Entdeckung der Schneekegelhöhle
Auf der Suche nach der Almberg Eis-und Tropfsteinhöhle wird die damals noch völlig unbekannte Schneekegelhöhle zufällig von Mitgliedern der FHKF und des Verein für Höhlenkunde München im Sommer 1978 entdeckt. Zunächst sind sich die Teilnehmer ihrer Neuentdeckung gar nicht bewusst. Erst als der mitgebrachte Höhlenplan nicht zu stimmen scheint werden sie stutzig…

Rast beim Aufstieg

Rast beim Aufstieg

Eisstromhalle

Eisstromhalle

Es folgen viele Forschungs- und Vermessungstouren, bei denen auch eine Fotodokumentation erstellt wird. Doch schließlich scheint die Schneekegelhöhle völlig erforscht; es können keine neuen Teile mehr entdeckt werden. Im Jahr 1979 hat die Schneekegelhöhle, nach abgeschlossener Vermessung, 810 Meter Gesamtganglänge, einen Höhenunterschied von 94 Metern. Hauptattraktion der Höhle sind die großen Eisflächen der Eisstromhalle, bizarre Eisbildungen am Eissee und der Schneekegel, der sich unter einem Tagschacht gebildet hat und für die Namensgebung ausschlaggebend war. Nachdem die Höhle erforscht zu sein scheint, richten die Forscher ihre Interessen auf andere Forschungsprojekte und es wird still um die Schneekegelhöhle…

Eisstromhalle

Eisstromhalle

Vermessung

Vermessung


Eisnadel

Eisnadel

Schneekegel

Schneekegel

Wiederaufnahme der Forschung 2004
…. bis auf einmal, während einer Höhlenbefahrung durch einen der Entdecker, ein neuer Gang entdeckt wird, der durch den Rückgang der Eisfläche in der Eisstromhalle freigegeben wurde. Aufs Neue ist der Forschungsenthusiasmus zurückgekehrt und so organisiert der Verein Forschungsgruppe Höhle und Karst Franken e.V. (FHKF) in Zusammenarbeit mit dem örtlichen Verein für Höhlenkunde in Obersteier (VHO) im August 2004 ein Forschungslager in der Schneekegelhöhle.
In insgesamt 5 Tagen, die von den Forschern in der Schneekegelhöhle verbracht werden, können mehrere vielversprechende Fortsetzungen entdeckt werden. Darunter der Schlüsselcanyon, der stetig abwärts in ein wahres Gang- und Schachtlabyrinth zu führen scheint und die Fortsetzung in der Eisnadelspalte, die aufgrund ihres Aussehens „Dickdarm“ getauft wurde. Während nur zwei Tagen Vermessung konnte die Gesamttiefe der Schneekegelhöhle um fast 50% vergrößert werden. Grund für die möglich gewordenen Neuentdeckungen ist vor allem die Eisschmelze der Schneekegelhöhle.

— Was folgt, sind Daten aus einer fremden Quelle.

PR #4948, opened 2021-08-17
fix(bridge): fixes session fixation by regenerating the session cookie after login (#4947)

### LINKED ISSUE #4947: OAuth login - Session fixation
**Affected Component**

- [ ] Bridge

**Describe the bug**

OAuth login does not provide a new session cookie. This opens up session fixation vulnerability for OAuth enabled Keptn instances. 

However, bridge already utilize signed session cookies with a secret. Further, session id candidate is a crypto random. Hence, exploiting this vulnerability is not straightforward.

**Expected behaviour**

A new session cookie must be generated and authenticate for successful logins.

Kavindu-Dodan:
### Related Issues

Fixes #4947

### How to test

- Enabled OAuth based login 
- Check session cookie value before the login 
- Check session cookie value after the login
- Validate that cookie value has changed

### DIFF
--- a/bridge/server/user/session.ts
+++ b/bridge/server/user/session.ts
@@ -1,4 +1,4 @@
-import { Router, Request, Express } from 'express';
+import { Express, Request, Router } from 'express';
 import expressSession from 'express-session';
 import mS from 'memorystore';
 import random from 'crypto-random-string';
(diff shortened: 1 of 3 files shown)


bridge/server/user/session.ts
```diff
@@ -127,7 +132,7 @@ function sessionRouter(app: Express)  {
 
 export { sessionRouter };
 export { isAuthenticated };
-export { setAuthenticatedSession as sessionAuthentication };
+export { authenticateSession as authenticateSession };
```
Kirdock, line 135: Remove `as authenticateSession`. Renaming is not needed if they are the same.

Kirdock (changes requested):

bridge/server/user/session.ts
Kavindu-Dodan: Perfect thanks :)

Kirdock (approved):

Es folgen zahlreiche Forschungstouren, welche die Gesamtganglänge der Schneekegelhöhle rasch über 2 Kilometer treiben. Große Hallen, Schächte, verwinkelte Gänge und zahlreiche Kletterstellen wechseln sich ab. Eine Befahrung der Schneekegelhöhle ist dadurch technisch anspruchsvoll.

Eine große Schachtserie (Traumcanyon) ermöglicht es, das Horizontalhöhlenniveau der Schneekegelhöhle zu verlassen. Über einen 100m tiefen Direktschacht und weitere kleinere Schächte konnte in fast 300m Tiefe vorgestoßen werden und ein aktiver Wasserlauf gefunden werden. Die Forschung in diesem Bereich ist besonders schwierig, da witterungsbedingt immer nur ein kleines Zeitfenster für weitere Vorstöße zur Verfügung steht.